#### Exercise description
Until you reach the line containing "Make certificates generated", reproduce each line of the listing exactly, please, and include that line as well.
*** Opening Data provided ***
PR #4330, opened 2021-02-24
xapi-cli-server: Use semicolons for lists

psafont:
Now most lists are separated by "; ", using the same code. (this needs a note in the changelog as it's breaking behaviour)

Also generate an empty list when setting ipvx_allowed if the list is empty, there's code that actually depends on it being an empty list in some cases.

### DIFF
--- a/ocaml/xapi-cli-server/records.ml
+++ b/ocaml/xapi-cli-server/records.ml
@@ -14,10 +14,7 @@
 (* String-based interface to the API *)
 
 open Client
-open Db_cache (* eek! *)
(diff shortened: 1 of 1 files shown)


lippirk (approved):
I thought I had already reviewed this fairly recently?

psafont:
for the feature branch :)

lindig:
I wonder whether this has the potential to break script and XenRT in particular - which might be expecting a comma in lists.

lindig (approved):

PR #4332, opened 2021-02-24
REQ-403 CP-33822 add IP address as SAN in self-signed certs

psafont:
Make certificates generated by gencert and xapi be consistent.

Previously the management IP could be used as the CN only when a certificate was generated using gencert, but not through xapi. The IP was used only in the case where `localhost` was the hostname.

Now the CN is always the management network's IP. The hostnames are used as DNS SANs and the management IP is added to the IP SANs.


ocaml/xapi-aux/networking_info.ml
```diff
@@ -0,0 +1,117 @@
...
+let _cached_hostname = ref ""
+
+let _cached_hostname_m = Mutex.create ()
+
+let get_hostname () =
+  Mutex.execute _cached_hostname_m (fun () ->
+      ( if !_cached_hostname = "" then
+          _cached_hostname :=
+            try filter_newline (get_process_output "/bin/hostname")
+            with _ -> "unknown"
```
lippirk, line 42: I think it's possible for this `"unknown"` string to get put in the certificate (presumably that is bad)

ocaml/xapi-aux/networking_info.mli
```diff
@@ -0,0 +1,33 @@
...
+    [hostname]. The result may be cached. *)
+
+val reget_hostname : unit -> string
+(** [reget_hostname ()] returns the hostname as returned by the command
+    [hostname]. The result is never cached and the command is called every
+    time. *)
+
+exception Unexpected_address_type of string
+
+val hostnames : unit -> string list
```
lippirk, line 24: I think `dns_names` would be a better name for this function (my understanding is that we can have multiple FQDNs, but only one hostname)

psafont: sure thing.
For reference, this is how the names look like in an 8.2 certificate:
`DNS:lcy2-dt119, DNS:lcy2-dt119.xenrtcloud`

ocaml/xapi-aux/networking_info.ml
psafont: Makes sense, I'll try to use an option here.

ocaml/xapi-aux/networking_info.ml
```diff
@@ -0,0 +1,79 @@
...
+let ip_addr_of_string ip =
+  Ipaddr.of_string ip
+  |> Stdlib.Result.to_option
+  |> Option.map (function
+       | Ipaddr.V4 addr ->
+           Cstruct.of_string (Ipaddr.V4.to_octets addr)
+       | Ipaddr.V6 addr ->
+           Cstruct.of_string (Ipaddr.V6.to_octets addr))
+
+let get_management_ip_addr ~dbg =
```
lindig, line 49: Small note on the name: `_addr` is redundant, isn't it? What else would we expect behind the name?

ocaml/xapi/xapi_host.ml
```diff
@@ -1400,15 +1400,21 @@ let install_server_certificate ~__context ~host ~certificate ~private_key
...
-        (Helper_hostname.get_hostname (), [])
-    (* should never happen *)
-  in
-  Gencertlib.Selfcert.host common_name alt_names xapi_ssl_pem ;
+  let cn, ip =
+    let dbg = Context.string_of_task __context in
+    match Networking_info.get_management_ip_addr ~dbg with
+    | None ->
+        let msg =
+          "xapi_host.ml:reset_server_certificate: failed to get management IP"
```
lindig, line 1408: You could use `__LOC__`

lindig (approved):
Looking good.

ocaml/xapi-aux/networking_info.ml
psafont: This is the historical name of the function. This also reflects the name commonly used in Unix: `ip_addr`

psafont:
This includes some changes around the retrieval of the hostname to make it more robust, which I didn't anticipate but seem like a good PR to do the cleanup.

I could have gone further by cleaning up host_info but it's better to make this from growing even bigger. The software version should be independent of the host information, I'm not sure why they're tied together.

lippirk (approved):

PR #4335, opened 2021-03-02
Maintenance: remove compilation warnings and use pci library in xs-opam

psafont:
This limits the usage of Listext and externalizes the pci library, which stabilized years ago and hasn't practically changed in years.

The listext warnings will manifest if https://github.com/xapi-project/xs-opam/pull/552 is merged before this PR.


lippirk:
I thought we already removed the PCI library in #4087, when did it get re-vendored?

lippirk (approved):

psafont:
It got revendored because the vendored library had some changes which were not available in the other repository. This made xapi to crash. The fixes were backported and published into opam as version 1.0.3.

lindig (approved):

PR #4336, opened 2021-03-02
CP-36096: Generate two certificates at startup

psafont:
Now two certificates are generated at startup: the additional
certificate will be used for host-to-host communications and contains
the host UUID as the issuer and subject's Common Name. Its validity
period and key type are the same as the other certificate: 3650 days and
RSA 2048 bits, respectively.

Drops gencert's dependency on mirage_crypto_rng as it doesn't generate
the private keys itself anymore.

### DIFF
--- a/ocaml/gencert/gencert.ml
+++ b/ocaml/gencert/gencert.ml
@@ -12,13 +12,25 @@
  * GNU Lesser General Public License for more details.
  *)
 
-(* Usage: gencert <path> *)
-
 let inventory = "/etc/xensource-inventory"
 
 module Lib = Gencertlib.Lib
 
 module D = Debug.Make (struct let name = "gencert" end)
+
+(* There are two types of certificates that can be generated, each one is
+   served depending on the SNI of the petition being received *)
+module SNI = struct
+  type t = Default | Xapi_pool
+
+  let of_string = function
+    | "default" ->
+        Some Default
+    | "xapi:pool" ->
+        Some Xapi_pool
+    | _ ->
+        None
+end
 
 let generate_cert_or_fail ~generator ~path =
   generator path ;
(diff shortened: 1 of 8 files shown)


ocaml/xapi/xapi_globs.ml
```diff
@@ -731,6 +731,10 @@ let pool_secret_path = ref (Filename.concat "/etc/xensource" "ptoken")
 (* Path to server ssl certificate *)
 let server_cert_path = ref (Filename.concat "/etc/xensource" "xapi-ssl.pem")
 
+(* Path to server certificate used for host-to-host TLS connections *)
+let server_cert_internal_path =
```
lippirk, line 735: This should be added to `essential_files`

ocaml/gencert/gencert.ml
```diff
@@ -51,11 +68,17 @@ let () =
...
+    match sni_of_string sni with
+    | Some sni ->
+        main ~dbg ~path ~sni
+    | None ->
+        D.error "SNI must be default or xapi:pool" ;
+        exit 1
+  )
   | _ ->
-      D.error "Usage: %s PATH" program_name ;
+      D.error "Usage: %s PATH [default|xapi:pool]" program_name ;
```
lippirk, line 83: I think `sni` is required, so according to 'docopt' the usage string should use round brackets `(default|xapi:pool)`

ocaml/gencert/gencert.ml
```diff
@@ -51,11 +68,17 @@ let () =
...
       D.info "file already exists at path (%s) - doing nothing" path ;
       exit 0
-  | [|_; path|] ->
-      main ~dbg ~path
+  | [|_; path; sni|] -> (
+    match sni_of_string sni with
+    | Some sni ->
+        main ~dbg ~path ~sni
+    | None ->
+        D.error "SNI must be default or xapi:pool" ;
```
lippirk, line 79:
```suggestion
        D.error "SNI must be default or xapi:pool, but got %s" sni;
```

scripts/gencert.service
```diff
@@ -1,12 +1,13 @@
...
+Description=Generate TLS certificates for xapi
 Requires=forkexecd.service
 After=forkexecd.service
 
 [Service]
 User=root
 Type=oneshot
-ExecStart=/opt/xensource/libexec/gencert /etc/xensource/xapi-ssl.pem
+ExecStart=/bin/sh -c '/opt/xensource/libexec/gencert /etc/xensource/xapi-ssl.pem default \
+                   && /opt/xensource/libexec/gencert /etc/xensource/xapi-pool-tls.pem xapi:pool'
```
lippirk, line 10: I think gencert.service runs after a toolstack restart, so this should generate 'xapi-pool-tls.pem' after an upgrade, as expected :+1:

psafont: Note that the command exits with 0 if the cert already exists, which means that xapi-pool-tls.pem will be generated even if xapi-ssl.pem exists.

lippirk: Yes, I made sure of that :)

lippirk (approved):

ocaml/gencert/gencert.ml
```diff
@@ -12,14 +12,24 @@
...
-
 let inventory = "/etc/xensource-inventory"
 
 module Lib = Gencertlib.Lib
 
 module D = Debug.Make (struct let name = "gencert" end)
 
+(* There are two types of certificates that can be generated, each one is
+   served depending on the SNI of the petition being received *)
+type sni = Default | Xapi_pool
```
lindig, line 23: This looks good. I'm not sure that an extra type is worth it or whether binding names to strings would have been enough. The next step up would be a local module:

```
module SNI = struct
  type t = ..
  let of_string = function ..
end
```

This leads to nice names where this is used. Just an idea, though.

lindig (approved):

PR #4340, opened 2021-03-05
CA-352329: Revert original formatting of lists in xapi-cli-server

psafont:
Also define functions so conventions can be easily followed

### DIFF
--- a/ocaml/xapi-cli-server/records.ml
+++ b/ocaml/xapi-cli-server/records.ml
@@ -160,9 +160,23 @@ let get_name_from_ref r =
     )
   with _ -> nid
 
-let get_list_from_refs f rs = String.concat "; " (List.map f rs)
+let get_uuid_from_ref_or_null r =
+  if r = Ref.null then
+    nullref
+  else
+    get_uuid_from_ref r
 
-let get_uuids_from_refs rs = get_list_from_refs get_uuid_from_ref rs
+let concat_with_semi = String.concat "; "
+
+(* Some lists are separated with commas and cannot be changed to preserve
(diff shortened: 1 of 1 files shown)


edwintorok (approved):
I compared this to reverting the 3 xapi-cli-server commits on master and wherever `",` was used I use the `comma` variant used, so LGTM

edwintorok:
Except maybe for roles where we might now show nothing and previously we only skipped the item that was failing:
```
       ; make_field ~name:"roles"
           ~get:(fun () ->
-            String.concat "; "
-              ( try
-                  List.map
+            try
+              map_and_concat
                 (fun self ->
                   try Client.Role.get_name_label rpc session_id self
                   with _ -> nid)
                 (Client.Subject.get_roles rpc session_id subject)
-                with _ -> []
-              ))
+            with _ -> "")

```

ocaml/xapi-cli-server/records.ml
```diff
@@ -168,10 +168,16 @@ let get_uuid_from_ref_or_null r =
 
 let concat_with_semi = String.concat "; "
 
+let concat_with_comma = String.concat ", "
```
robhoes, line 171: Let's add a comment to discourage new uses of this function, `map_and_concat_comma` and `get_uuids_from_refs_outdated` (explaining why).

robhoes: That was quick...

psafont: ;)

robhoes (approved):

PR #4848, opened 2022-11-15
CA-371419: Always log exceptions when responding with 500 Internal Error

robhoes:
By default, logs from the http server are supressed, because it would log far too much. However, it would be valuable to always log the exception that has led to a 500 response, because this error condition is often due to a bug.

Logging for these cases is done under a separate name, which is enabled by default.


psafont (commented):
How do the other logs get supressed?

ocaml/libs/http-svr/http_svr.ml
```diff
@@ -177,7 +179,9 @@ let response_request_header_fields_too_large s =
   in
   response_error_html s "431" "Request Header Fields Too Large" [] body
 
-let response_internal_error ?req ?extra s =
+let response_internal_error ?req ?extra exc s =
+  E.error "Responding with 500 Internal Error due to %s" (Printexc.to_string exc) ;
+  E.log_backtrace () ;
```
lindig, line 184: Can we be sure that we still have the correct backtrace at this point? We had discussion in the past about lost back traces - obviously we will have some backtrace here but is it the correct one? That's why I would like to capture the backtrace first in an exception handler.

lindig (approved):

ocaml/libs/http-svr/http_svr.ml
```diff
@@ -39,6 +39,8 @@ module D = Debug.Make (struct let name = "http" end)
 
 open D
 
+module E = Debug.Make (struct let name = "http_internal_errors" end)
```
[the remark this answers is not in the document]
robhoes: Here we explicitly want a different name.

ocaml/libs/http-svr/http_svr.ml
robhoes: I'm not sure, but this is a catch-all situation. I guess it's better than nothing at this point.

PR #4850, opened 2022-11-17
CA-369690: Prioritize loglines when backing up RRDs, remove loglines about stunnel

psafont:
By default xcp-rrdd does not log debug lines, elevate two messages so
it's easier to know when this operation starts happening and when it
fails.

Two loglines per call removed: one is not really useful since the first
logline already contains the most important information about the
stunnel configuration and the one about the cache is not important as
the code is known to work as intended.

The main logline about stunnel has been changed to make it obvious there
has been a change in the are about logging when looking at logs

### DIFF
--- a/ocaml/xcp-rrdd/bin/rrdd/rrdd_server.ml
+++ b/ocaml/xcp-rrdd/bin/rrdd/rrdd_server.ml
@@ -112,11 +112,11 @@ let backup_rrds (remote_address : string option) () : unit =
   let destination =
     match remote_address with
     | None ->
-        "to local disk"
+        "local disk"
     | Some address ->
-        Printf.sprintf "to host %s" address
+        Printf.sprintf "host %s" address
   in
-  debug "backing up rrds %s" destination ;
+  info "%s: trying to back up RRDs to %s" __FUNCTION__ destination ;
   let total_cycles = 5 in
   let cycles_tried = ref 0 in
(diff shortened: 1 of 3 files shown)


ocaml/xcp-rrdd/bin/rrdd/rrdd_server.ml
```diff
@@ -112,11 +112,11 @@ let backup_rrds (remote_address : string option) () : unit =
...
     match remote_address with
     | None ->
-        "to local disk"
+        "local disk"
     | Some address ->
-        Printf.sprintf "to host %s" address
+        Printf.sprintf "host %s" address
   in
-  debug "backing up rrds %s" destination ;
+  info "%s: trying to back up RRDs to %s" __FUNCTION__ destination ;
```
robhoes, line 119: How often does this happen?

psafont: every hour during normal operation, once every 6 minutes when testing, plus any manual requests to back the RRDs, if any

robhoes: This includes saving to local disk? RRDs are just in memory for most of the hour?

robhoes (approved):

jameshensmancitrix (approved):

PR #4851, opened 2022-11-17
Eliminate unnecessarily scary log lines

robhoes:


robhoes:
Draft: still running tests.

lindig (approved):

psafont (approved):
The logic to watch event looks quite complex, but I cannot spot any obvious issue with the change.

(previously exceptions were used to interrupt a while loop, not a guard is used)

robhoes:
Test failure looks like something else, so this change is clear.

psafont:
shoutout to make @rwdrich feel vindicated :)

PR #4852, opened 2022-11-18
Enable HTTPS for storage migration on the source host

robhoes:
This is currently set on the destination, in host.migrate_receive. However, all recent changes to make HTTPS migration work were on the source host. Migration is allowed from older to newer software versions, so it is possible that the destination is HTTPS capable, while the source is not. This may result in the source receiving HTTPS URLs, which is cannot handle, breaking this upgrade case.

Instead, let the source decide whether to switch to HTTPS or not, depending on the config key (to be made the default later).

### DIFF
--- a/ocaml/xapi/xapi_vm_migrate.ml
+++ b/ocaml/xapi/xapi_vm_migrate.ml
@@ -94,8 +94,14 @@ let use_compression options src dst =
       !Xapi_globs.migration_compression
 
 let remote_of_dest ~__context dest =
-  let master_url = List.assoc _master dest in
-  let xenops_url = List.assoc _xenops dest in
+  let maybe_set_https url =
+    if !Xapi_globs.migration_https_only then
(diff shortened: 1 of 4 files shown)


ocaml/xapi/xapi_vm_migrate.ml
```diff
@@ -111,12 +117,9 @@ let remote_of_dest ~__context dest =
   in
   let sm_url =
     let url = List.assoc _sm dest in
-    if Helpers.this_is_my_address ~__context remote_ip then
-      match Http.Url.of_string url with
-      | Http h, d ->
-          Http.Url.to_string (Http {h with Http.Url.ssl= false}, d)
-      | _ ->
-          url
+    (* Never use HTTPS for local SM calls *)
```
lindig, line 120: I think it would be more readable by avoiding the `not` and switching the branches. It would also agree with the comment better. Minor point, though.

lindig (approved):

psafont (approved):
*** Closing Data provided ***
#### Expected answer
PR #4330, opened 2021-02-24
xapi-cli-server: Use semicolons for lists

psafont:
Now most lists are separated by "; ", using the same code. (this needs a note in the changelog as it's breaking behaviour)

Also generate an empty list when setting ipvx_allowed if the list is empty, there's code that actually depends on it being an empty list in some cases.

### DIFF
--- a/ocaml/xapi-cli-server/records.ml
+++ b/ocaml/xapi-cli-server/records.ml
@@ -14,10 +14,7 @@
 (* String-based interface to the API *)
 
 open Client
-open Db_cache (* eek! *)
(diff shortened: 1 of 1 files shown)


lippirk (approved):
I thought I had already reviewed this fairly recently?

psafont:
for the feature branch :)

lindig:
I wonder whether this has the potential to break script and XenRT in particular - which might be expecting a comma in lists.

lindig (approved):

PR #4332, opened 2021-02-24
REQ-403 CP-33822 add IP address as SAN in self-signed certs

psafont:
Make certificates generated by gencert and xapi be consistent.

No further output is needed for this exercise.